PR #85, opened 2023-09-22
feat(MNHC-56): Button

RiccardoCorona-MiaPlatform:
### Description

Button component implementation

### Issue ticket number and links

[Creazione componente Button per nuovi bottoni](https://makeitapp.atlassian.net/browse/MNHC-56)
[Design System page on Figma](https://www.figma.com/file/0ar6alIEDe8iYCb8kU7Rxd/%5BDS%5D-Console-Mia-Platform?node-id=2%3A162&mode=dev)

### TODO Checklist

- [x] Tests and stories concerning `icon` and `iconPosition`
- [ ] `button-split` implementation
- [ ] Support for Tooltip


src/components/Button/Button.tsx
```diff
@@ -0,0 +1,125 @@
...
+  type,
+}: ButtonProps): ReactElement => {
+  return (
+    <AntButton
+      className={type === 'ghost' ? ghost : undefined}
+      danger={hierarchy === 'danger'}
+      disabled={isDisabled}
+      ghost={type !== 'filled' && hierarchy !== 'neutral'}
+      href={href}
+      icon={iconPosition === 'left' && icon}
```
Danielecina, line 98: la icon position potremmo gestirla tramite css con (flex o grid) + order ("1" sx o "-1" dx)

src/components/Button/Button.tsx
```diff
@@ -0,0 +1,125 @@
...
+
+import styles from './Button.module.css'
+
+const { ghost } = styles
+
+export type ButtonProps = {
+
+  /**
+   * The children nodes to be rendered with the button context
+   */
```
Danielecina, line 12: can this comment be done in a single line to reduce the file length?

src/components/Button/Button.tsx
Danielecina: I expect children handled like...
```
<Button>
     <div> ---> display flex or grid 
        <div>{icon}</div>  ---> the div with order can be 0 or -2
         <div>{children}</div>  ---> the div with sticky order 1
      </div>
</Button>
```

src/components/Button/Button.tsx
RiccardoCorona-MiaPlatform: We could, however conventionally I think this is the default way of documenting props and methods.
@Giogia what do you think about it?

Giogia: If we follow the [tsdoc](https://tsdoc.org/) comment format (/** * */) we gain some useful documentation features. There is a list of decorating tags that can be used to provide examples, verbal explanations, or links. 

Tsdoc also provides an oneliner format (/** comment */) we can use. 

However, I would rather have a common format for all the component props comments. Since it is pretty common to have multiple lines for a component property comment, I think it is better if we keep the multiline format for every property.

src/components/Button/Button.tsx
Danielecina: ok

Danielecina (approved):

src/components/Button/Button.stories.tsx
```diff
@@ -0,0 +1,136 @@
+import type { Meta, StoryObj } from '@storybook/react'
+import { action } from '@storybook/addon-actions'
+
+import { Button } from './Button'
+
+const figmaUrl = 'https://www.figma.com/file/0ar6alIEDe8iYCb8kU7Rxd/%5BDS%5D-Console-Mia-Platform?node-id=2%3A162&mode=dev'
```
fredmaggiowski, line 6: is this figma public? If not why put it here if no-one can access it?

src/components/Button/Button.test.tsx
```diff
@@ -0,0 +1,108 @@
...
+  })
+
+  test('renders danger outline button correctly', () => {
+
+    const { asFragment } = render(<Button hierarchy="danger" type="outline">{'Button'}</Button>)
+    expect(asFragment()).toMatchSnapshot()
+  })
+
+  test('renders danger ghost button correctly', () => {
+
```
fredmaggiowski, line 54: please remove redundant empty line at the beginning of each test case

src/components/Button/Button.tsx
```diff
@@ -0,0 +1,125 @@
...
+  target,
+  type,
+}: ButtonProps): ReactElement => {
+  return (
+    <AntButton
+      className={type === 'ghost' ? ghost : undefined}
+      danger={hierarchy === 'danger'}
+      disabled={isDisabled}
+      ghost={type !== 'filled' && hierarchy !== 'neutral'}
+      href={href}
```
fredmaggiowski, line 97: when using href we should alwasy set `rel="noopener noreferrer"`

src/components/Button/Button.tsx
```diff
@@ -0,0 +1,125 @@
...
+      onClick={onClick}
+    >
+      {children}
+      {iconPosition === 'right' && icon}
+    </AntButton>
+  )
+}
+
+Button.defaultProps = {
+  children: undefined,
```
fredmaggiowski, line 113: The default value for a prop is undefined, I'd not add all these useless defaults since they only cause noise; the actual prop that have a specific default applied are harder to grasp

src/components/Button/index.ts
```diff
@@ -0,0 +1 @@
+export { Button } from './Button'
```
fredmaggiowski, line 1: don't we have a global index that exports all of the components?

How does a user of the lib use this component?

I'd expect to write

```ts
import {Button} from 'lib'
```

and not


```ts
import {Button} from 'lib/components/Button'
```

src/components/Button/Button.module.css
```diff
@@ -0,0 +1,4 @@
+.ghost {
```
fredmaggiowski, line 1: are classes namespaced by component? or does this class apply to the whole DOM? If so I'd add a specific prefix to all of the classes we are going to define here

src/components/Button/Button.tsx
```diff
@@ -0,0 +1,125 @@
...
+  isLoading,
+  onClick,
+  shape,
+  size,
+  target,
+  type,
+}: ButtonProps): ReactElement => {
+  return (
+    <AntButton
+      className={type === 'ghost' ? ghost : undefined}
```
fredmaggiowski, line 93: we should define enums and consts for these magic strings (`'ghost','danger','filled'....)


It would be nice to provide them to the user with something such as `Button.GhostType`

fredmaggiowski (changes requested):

src/components/Button/Button.tsx
RiccardoCorona-MiaPlatform: I can avoid specifying the default `undefined` for props only if I disable `react/require-default-props` for the entire file. Let’s consider whether to put it already as a rule of the whole design system at this point since I expect there will be other components with props not required and default values `undefined`

fredmaggiowski: I'd put the rule disabling on the whole repo tbh

src/components/Button/Button.stories.tsx
Giogia: This is how users see it without permissions, on login you are redirected again on this page

image

While without adding the figma file would appear like this:

image

src/components/Button/Button.tsx
```diff
@@ -0,0 +1,128 @@
+/* eslint-disable react/require-default-props */
+import { ReactElement, ReactNode } from 'react'
+import { Button as AntButton } from 'antd'
+
+import { ButtonHierarchies, ButtonIconPositions, ButtonShapes, ButtonSizes, ButtonTypes } from './utils'
+import styles from './Button.module.css'
```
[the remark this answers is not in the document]
RiccardoCorona-MiaPlatform: The problem is that the CSS class name is `button-ghost` and it's not possible to extract compound names with the hyphen 🥲

src/components/Button/Button.stories.tsx
RiccardoCorona-MiaPlatform: Figma URL removed ✅

src/components/Button/Button.tsx
```diff
@@ -0,0 +1,168 @@
...
+  isLoading,
+  onClick,
+  shape,
+  size,
+  target,
+  type,
+}: ButtonProps): ReactElement => {
+  const buttonClassNames = useMemo(() => (
+    [
+      children && size === Small && styles['button-sm'],
```
Danielecina, line 118: we felt bad here. Why not manage the class name in camelCase?

src/components/Button/Button.tsx
```diff
@@ -0,0 +1,168 @@
...
+      children && size === Middle && styles['button-md'],
+      children && size === Large && styles['button-lg'],
+      type === Ghost && styles['button-ghost'],
+    ].filter(Boolean)
+  ), [children, size, type])
+
+  const buttonText = useMemo(() => (
+    children && <div className={styles['button-text']}>
+      {children}
+    </div>
```
Danielecina, line 128:
```suggestion
    children && (
      <div className={styles['button-text']}>
        {children}
      </div>
    )
```

oppure 

```suggestion
    children && <div className={styles['button-text']}>{children}</div>
```

src/components/Button/Button.tsx
```diff
@@ -0,0 +1,168 @@
...
+
+  return (
+    <AntButton
+      className={classnames(buttonClassNames)}
+      danger={hierarchy === Danger}
+      disabled={isDisabled}
+      ghost={type !== Filled && hierarchy !== Neutral}
+      href={href}
+      loading={isLoading}
+      rel={'noopener noreferrer'}
```
Danielecina, line 147: ? questo serve solo per i link esterni

src/components/Button/Button.tsx
```diff
@@ -0,0 +1,168 @@
...
+      shape={shape === Square ? 'default' : 'circle'}
+      size={size}
+      target={target}
+      type={hierarchy === Neutral ? 'default' : 'primary'}
+      onClick={onClick}
+    >
+      {icon ? buttonWithIcon : buttonText}
```
Danielecina, line 154: usiamo solo buttonWithIcon... non abbiamo necessità di fare questa differenziazione, tanto se non passi icone è null

src/components/Button/Button.tsx
```diff
@@ -0,0 +1,168 @@
...
+
+  /**
+   * Redirect url of a link button.
+   */
+  href?: string,
+
+  /**
+   * Sets an icon component for the button.
+   */
+  icon?: ReactNode,
```
Danielecina, line 38: Qui non dovremmo mettere il tipo di Icon componente | ReactNode ?

src/components/Button/Button.tsx
```diff
@@ -0,0 +1,168 @@
...
+   * - small: small button - 24px in height;
+   * - middle: middle button - 32px in height;
+   * - large: large button - 48px in height.
+   */
+  size?: ButtonSizes,
+
+  /**
+   * Specifies where the linked document will open when the link is clicked (default is '_blank').
+   */
+  target?: string,
```
Danielecina, line 83: mettiamo i tipi di target che ci aspettiamo. non mettiamo alcun default su black

src/components/Button/Button.test.tsx
```diff
@@ -0,0 +1,122 @@
...
+const icon = <Icon color="white" name="PiCircleHalfTiltLight" size={16} />
+
+describe('Button Component', () => {
+  beforeEach(() => {
+    jest.resetAllMocks()
+  })
+
+  test('renders primary filled button correctly', () => {
+    const { asFragment } = render(<Button>{'Button'}</Button>)
```
Danielecina, line 21: using a container prop don't we avoid the fragment appearing in the snapshots? I would use it just in case

src/components/Button/Button.tsx
Danielecina, line 147: antd not support this props in documentation... https://ant.design/components/button#api

src/components/Button/Button.tsx
RiccardoCorona-MiaPlatform: I found online several guidelines on naming conventions for CSS classes, and all recommend using hyphens compared to camelCase. The most widespread naming convention is BEM:
https://en.bem.info/methodology/naming-convention/
https://www.freecodecamp.org/news/css-naming-conventions-that-will-save-you-hours-of-debugging-35cea737d849/
https://www.makeuseof.com/css-class-and-id-best-naming-practices/

src/components/Button/Button.tsx
RiccardoCorona-MiaPlatform: I get the error `Type 'IconType' is not assignable to type 'ReactNode'` 🥲

src/components/Button/Button.tsx
RiccardoCorona-MiaPlatform: Mmmhhh that's true @fredmaggiowski

src/components/Button/Button.tsx
RiccardoCorona-MiaPlatform: We decided not to apply this convention because it does not fit well with the use of CSS modules

src/components/Button/Button.tsx
RiccardoCorona-MiaPlatform: We could not solve the problem and we left ReactNode. In the future, it would be nice to use our interface

src/components/Button/Button.test.tsx
RiccardoCorona-MiaPlatform: It renders a `div` instead of a `DocumentFragment`, so it is a little useless

src/components/Button/Button.tsx
RiccardoCorona-MiaPlatform: We have inserted a link to document the use of `rel` (which apparently is supported by Ant if `href` is used)

src/components/Button/Button.tsx
```diff
@@ -0,0 +1,164 @@
...
+  iconPosition,
+  isDisabled,
+  isLoading,
+  onClick,
+  shape,
+  size,
+  target,
+  type,
+}: ButtonType): ReactElement => {
+  const buttonClassNames = useMemo(() => (
```
Giogia, line 121: let's use classnames library! It's much more cleaner

src/components/Button/Button.tsx
```diff
@@ -0,0 +1,164 @@
...
+   * - filled: button with a solid fill, typically used for primary actions;
+   * - outlined: medium-emphasis button with a stroke around the button container and no fill,
+   *   typically used for secondary actions;
+   * - ghost: transparent button with no stroke, typically used for links.
+   */
+  type?: ButtonTypes,
+}
+
+/**
+ * UI component for presenting buttons
```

□ □ □ □

** TASK DIRECTIONS **
Extract from the data every line where "only" shows up.

** SOLUTION BELOW **
fredmaggiowski, line 113: The default value for a prop is undefined, I'd not add all these useless defaults since they only cause noise; the actual prop that have a specific default applied are harder to grasp
RiccardoCorona-MiaPlatform: I can avoid specifying the default `undefined` for props only if I disable `react/require-default-props` for the entire file. Let’s consider whether to put it already as a rule of the whole design system at this point since I expect there will be other components with props not required and default values `undefined`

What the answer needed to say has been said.